Your answer should consist of the lines below that hold the word "string".

RECORDED DATA —
************

PR #901, opened 2018-12-19
[PROGRAMMES-6749] Level 2 producer ATI Stats

benolot:
Ticket: https://jira.dev.bbc.co.uk/browse/PROGRAMMES-6749


src/Controller/BaseController.php
```diff
@@ -453,4 +453,90 @@ private function calculateOrbitSearchScope(?Network $network): string
...
+            'cbeebies_radio' => 'CBEEBIES',
+        ];
+
+        $masterbrand = $this->context->getMasterbrand();
+
+        if (array_key_exists((string) $masterbrand->getMid(), $producersMap)) {
+            return $producersMap[(string) $masterbrand->getMid()];
+        }
+
+        if ($masterbrand->getNetwork()->getMedium() === 'radio') {
```
cisco87: The approach of a dictinary based mapping is nice, why you decided that instead 2 if condition couldn't use the same approach? It could've been also forward thinking, if we needed more mapping for getNetwork->getMedium, no?

src/Controller/BaseController.php
```diff
@@ -453,4 +453,90 @@ private function calculateOrbitSearchScope(?Network $network): string
         }
         return '';
     }
+
+    private function calculateProducerVariable(): string
+    {
+        $producersMap = [
```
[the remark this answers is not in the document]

************

RESULT OF THE TASK —
@@ -453,4 +453,90 @@ private function calculateOrbitSearchScope(?Network $network): string
+        if (array_key_exists((string) $masterbrand->getMid(), $producersMap)) {
+            return $producersMap[(string) $masterbrand->getMid()];
@@ -453,4 +453,90 @@ private function calculateOrbitSearchScope(?Network $network): string
+    private function calculateProducerVariable(): string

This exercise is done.